Check each line of the listing below for the string "different", then copy every line that has it.
++++ RECORDS TO PROCESS ++++
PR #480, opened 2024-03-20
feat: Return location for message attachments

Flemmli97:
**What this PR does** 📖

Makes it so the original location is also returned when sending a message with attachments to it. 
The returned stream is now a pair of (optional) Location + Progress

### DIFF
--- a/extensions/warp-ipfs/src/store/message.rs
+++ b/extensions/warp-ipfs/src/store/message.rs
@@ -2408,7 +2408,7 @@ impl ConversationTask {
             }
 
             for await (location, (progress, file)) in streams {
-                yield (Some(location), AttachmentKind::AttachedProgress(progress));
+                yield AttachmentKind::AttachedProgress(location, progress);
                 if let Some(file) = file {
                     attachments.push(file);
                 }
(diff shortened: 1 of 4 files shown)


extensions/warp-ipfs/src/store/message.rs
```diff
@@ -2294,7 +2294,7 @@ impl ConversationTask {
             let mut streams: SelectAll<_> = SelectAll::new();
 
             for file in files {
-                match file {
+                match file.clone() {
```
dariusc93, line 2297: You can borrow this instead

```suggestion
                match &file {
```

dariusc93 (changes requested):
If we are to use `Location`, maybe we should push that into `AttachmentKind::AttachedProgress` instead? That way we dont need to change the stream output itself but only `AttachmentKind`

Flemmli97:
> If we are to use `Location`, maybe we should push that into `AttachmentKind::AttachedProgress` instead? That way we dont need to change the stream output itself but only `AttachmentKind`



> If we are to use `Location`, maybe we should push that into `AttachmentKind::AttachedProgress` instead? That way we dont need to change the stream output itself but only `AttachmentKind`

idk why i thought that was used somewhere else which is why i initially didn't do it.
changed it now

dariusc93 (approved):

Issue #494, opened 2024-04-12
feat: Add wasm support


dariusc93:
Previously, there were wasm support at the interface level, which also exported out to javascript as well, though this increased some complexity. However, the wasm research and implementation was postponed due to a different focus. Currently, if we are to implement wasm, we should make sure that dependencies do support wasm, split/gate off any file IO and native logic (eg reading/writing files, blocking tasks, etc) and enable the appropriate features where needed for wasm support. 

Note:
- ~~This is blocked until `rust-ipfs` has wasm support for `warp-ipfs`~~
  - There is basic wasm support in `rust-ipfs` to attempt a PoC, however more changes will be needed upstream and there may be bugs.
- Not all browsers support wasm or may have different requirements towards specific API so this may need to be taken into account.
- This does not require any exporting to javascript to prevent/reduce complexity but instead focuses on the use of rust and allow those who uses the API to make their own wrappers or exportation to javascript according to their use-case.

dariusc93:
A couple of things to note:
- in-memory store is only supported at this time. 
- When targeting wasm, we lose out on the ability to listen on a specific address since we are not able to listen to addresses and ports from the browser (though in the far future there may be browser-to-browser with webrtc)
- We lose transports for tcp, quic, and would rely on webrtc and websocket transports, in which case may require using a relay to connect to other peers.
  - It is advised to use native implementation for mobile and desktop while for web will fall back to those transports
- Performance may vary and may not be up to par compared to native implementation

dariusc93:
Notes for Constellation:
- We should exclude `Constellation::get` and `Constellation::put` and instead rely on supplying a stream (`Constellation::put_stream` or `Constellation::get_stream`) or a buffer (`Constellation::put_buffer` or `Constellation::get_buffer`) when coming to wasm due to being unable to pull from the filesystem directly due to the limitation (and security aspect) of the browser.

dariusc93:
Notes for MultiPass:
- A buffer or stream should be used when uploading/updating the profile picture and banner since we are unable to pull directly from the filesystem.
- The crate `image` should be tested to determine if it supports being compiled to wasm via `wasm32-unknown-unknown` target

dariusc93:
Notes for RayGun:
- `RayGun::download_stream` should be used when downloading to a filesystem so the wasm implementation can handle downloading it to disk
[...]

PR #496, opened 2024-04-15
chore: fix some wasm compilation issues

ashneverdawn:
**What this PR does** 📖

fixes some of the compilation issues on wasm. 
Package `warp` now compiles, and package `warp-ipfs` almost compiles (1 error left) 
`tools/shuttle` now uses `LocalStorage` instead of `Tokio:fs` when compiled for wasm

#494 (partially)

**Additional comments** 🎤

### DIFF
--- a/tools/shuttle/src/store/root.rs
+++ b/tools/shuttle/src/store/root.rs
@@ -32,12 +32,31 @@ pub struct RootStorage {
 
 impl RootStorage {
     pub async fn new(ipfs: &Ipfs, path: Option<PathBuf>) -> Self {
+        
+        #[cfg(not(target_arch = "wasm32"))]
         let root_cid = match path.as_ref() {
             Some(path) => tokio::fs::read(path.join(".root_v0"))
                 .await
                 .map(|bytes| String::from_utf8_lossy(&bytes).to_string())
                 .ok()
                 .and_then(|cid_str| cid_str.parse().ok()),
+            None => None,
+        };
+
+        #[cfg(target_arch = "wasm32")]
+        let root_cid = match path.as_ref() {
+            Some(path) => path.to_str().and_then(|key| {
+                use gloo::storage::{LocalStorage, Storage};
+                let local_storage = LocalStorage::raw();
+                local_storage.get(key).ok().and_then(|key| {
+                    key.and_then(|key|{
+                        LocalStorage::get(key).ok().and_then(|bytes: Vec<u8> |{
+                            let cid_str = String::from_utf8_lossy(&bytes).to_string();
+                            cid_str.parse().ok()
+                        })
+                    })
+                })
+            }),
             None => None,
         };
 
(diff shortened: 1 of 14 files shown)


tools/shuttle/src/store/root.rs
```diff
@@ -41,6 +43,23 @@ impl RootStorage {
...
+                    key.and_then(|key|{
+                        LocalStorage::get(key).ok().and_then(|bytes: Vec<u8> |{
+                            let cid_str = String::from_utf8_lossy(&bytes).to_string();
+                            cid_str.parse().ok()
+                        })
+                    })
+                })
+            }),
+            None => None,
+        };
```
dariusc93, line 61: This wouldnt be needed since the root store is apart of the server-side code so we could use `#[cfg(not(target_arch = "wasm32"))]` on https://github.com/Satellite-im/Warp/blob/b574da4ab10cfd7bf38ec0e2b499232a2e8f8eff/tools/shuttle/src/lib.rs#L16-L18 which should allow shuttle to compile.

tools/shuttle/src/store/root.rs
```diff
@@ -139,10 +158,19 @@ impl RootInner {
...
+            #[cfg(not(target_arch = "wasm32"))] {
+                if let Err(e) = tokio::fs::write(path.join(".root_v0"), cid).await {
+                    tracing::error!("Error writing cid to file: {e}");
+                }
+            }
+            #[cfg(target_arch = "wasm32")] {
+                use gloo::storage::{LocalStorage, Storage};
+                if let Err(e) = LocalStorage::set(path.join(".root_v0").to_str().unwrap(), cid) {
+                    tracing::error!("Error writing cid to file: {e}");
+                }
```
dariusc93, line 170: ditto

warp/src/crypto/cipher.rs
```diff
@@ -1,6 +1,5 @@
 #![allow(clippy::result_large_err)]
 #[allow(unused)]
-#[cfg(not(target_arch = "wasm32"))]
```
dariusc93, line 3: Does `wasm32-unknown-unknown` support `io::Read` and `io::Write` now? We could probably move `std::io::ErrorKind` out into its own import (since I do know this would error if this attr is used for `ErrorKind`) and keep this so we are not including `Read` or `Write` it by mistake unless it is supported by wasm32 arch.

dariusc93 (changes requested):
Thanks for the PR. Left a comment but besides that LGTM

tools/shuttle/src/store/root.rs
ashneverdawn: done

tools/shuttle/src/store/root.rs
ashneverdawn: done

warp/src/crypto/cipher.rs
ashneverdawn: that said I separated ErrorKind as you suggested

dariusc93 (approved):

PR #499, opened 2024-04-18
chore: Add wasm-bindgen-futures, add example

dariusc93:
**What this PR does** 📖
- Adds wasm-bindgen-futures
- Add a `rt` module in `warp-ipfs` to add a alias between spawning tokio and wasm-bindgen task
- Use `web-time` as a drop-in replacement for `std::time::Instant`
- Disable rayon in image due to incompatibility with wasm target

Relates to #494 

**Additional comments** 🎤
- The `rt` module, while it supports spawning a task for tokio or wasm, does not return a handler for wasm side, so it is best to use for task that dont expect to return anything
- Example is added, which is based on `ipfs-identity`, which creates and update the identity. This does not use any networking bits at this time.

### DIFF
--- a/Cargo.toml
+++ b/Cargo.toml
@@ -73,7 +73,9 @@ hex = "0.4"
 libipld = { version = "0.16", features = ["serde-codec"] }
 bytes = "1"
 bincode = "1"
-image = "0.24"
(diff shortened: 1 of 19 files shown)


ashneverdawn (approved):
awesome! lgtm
++++
RESPONSE:
Previously, there were wasm support at the interface level, which also exported out to javascript as well, though this increased some complexity. However, the wasm research and implementation was postponed due to a different focus. Currently, if we are to implement wasm, we should make sure that dependencies do support wasm, split/gate off any file IO and native logic (eg reading/writing files, blocking tasks, etc) and enable the appropriate features where needed for wasm support. 
- Not all browsers support wasm or may have different requirements towards specific API so this may need to be taken into account.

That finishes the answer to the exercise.